Comparative Analysis of Canopy Cooling in Wheat under High Temperature and Drought Stress

Abstract

The size and the weight of wheat grains vary across the length of each spike (Triticum aestivum L.). High temperature and water scarcity often reduce the single grain weight, and this reduction also varies across the spike length. Plants tend to cope with high temperature and drought stress through inherent mechanisms such ascanopy cooling through transpiration, which can contribute to yield stability. The effect of canopy cooling on the average grain weight at different positions in spike is still unknown. In this study, we planned to assess the role of canopy temperature, yield-related traits, and spike shape in final grain weight.
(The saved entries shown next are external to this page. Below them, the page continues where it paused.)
Issue #16190, opened 2026-02-06
AndroidTV client overlay fails to start recording when clicking record button.


WizardOfYendor1:
### Description of the bug

I encountered this issue in the course of developing a plugin of my own and chased down what I believe is the underlying problem(s). The clients using the API are more directly at fault but the server side may also be. 

I've created this issue here instead of the androidtv because I have a PR that mitigates (some would say mask) the problem. Not only for AndroidTV but probably other clients also. 

I need to say I am a total noob to this entire codebase ecosystem. So it's very hard for me to say where the "fault(s)" lie. I think there a mix of fixes in different places but I do not have enough understanding to decide what is the best. i.e. alot of this below is my noob understanding could definitely be wrong.

Scenario: on an AndroidTV client if you are watching LiveTV, hit the up arrow on the remote, in the display/playback overlay menu (or whatever it's called), hit the record button. I get an "unable to create recording" error. It sounds alot like this reported previously: https://github.com/jellyfin/jellyfin-androidtv/issues/4371

So I added some "temporary" extra logging in the server code locally to see what the POST body was. Saw the dates with 0000 years - which was odd. 
{
  "Type": "SeriesTimer",
  "StartDate": "0000-12-31T19:03:58-04:56:02",
  "EndDate": "0000-12-31T19:03:58-04:56:02",

  Blah blah. 
}

On the server, who's now consuming the POST message, the function JsonDateTimeConverter calls DatetTime.TryParse() and fails with a year of 0000. It has to be a minimum of year 0001. This is the "victim" but I believe the origin is in the SDK codebase.

There's a WHOLE lot more to this. It's been a helluva journey to figure out and reinforces my hatred of date implementations in languages :-),  - so  I'm just going to cut to the chase:

I BELIEVE the root  problem is deep in the SDK. 
Looking at this code: https://github.com/jellyfin/jellyfin-sdk-kotlin/blame/master/jellyfin-model/src/jvmMain/kotlin/org/jellyfin/sdk/model/serializer/DateTimeSerializer.kt

And this recent commit(I DO NOT believe this introduced the problem): https://github.com/jellyfin/jellyfin-sdk-kotlin/commit/2477a5a823beb046718508c80ef358eba8c7d84b

@nielsvanvelzen 
I think this is the underlying issue:
encoder.encodeString(value.atZone(ZoneId.systemDefault()).format(DateTimeFormatter.ISO_OFFSET_DATE_TIME))

[...]

PR #16191, opened 2026-02-06
Handle year 0000 dates in JsonDateTimeConverter

WizardOfYendor1:
Clients, like AndroidTV in particular, are submitting date strings with a year of 0000 which .Net will not parse (0001 is the min). This is occuring due to timezone offsets or other date math issues elsewhere that submit a year of 0000 in JSON payloads.,

It would seem ISO-8601 permits 0000 years,  Java.time (thus Kotlin) permits 0000 years, C#.Net uses gregorian calendar which only allows dates starting at year 0001. 

**Changes**
Put regex pattern matching into C#.net date parsing to make an assumption that if the year is 0000, what you really want is the minimum date possible from .Net. 

**Issues**
https://github.com/jellyfin/jellyfin/issues/16190
https://github.com/jellyfin/jellyfin-androidtv/issues/4371

### DIFF
--- a/src/Jellyfin.Extensions/Json/Converters/JsonDateTimeConverter.cs
+++ b/src/Jellyfin.Extensions/Json/Converters/JsonDateTimeConverter.cs
@@ -14,7 +14,22 @@ namespace Jellyfin.Extensions.Json.Converters
         /// <inheritdoc />
         public override DateTime Read(ref Utf8JsonReader reader, Type typeToConvert, JsonSerializerOptions options)
         {
-            return reader.GetDateTime();
+            if (reader.TryGetDateTime(out var result) )
+            {
+                return result;
+            }
+            else
+            {
+                // it failed, let's look at the string value, and if it looks like a zero date, return DateTime.MinValue
+                var text = reader.GetString();
+                if (text != null && System.Text.RegularExpressions.Regex.IsMatch(text, @"^0000-\d{2}-\d{2}"))
+                {
+                    return DateTime.MinValue;
+                }
+
+                // We tried. Let's just throw the original exception for backwards compatiblity.
+                return reader.GetDateTime();
+            }
         }
 
         /// <inheritdoc />


crobibero:
I don't see a valid reason why the server should accept `0000` as a year. This isn't a usable date so either way it will need to be fixed on the client.

WizardOfYendor1:
> I don't see a valid reason why the server should accept `0000` as a year. This isn't a usable date so either way it will need to be fixed on the client.


You have a valid point. I actually wrestled with this change quite a bit because it is "hacky". Part of my angst is that it only traps for one weird scenario where the year is 0000 but callers could be sending all kinds of perfectly valid, crazy date formats that C# won't accept (min year = 0001). Adding to that, this is almost like an abstracted validator. The proper place would be "higher up" in the API stack.

On the pro side, this is a minimally invasive change even though it's only catching one particular scenario. Namely, **when negative UTC offsets are applied to the .Net minimum date.** When that happens, they "rollback" to year 0000. e.g.if you're in Europe somewhere - you're good; Americas not so much :-). 

At least this is how I understand this world... and I have to admit my head is spinning crawling across the code base with different languages datetime implementations/usages in the mix. 

Here are some of my related findings: 
In basetimerinfodto, there are getter and setter for Start/End DateTime. Those are NON NULLABLE... that, as I understand it, means it automatically gets set to the C# DateTime.MinValue (the 0001-01-01 date). So if a client sends in a request with missing dates - that's what your get. Like if you were create a defaultimer or something for a recording with no datetimes. 


So in this particular case, this is what I **think** is happening. The Android TV client created a default timer.... because *I'm* in a -5 offset, the SDK applied that offset to the DateTime.MinValue - "creating" a date with a year of 0000 - which .Net can't handle. 

The "flow" of this problem basically looks like this:

- The androidTV client creates a timer without datetimes. The API/server sticks in C# min dates because it didn't receive any.
- The Server sends "0001-01-01T00:00:00.0000000Z" (MinValue with Z).
- Java successfully parses it as a ZonedDateTime in UTC
- The client calls .withZoneSameInstant(systemDefault) converts from UTC midnight year 0001 to the local timezone
- **For any timezone west of UTC, this rolls back into year 0000** (December 31st)
- The historical offset for that timezone at year 0001 produces bizarre values like -04:56:02 (don't know why)
- Client sends back "0000-12-31T19:03:58-04:56:02" — which is technically correct math, but .NET can't represent year 0000 nor will it understand the seconds of the offset anyways - I believe
- Server returns 400
- The catch statement (DateTimeParseException) in the SDK is a red herring — it's never reached for this case. The SDK serialize path needs to check for year 0000 or year 0001 in the converted LocalDateTime, not for LocalDateTime.MIN. 
_That is to say, it needs to KNOW the server has the C# minimum date and guard against it._

I'll also add, I believe the server will always send back a string like 0001-01-01T00:00:00.0000000Z for MinDate so the check/test in the SDK wouldn't be hit. But I could be wrong. 

As an aside, I started going down another rabbit hole looking at the DefaultLiveTvService. There are places like at like 96 where if there's the "default" 0001-01-01 set on timer.EndDate - it will just quit. But I feel way in over my head in this rabbit hole so I'll probably stop :-)

I asked Claude to search for the default date places. I'll include them here in case they are valuable to anyone:

### High Risk — Frequently Hit, Null DB Values → MinValue

| Property | Source | Code |
|----------|--------|------|
| `BaseItemDto.DateCreated` | `BaseItemRepository.cs:887` | `entity.DateCreated ?? DateTime.MinValue` |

For two years (2017–2018 and 2018–2019), fifteen diverse genotypes released for cultivation in different environmental conditions were grown in the field. They were examined for canopy temperature, spikelets spike−1, grain number spike−1, grain yield spike−1, and grain weight of the spike’s basal, median, and distal regions. The Pearson correlation coefficient (r) was obtained for all pair-wise combinations of traits under different treatments and spike shapes. The results indicated that cooler canopy is correlated to grain weight in normal spike shape at all three positions within the spike irrespective of stress. The advantage of the cooler canopy in improving grain-filling at basal, median, and distal regions was more conspicuous in the high temperature stress conditions compared to non-stressed and drought conditions.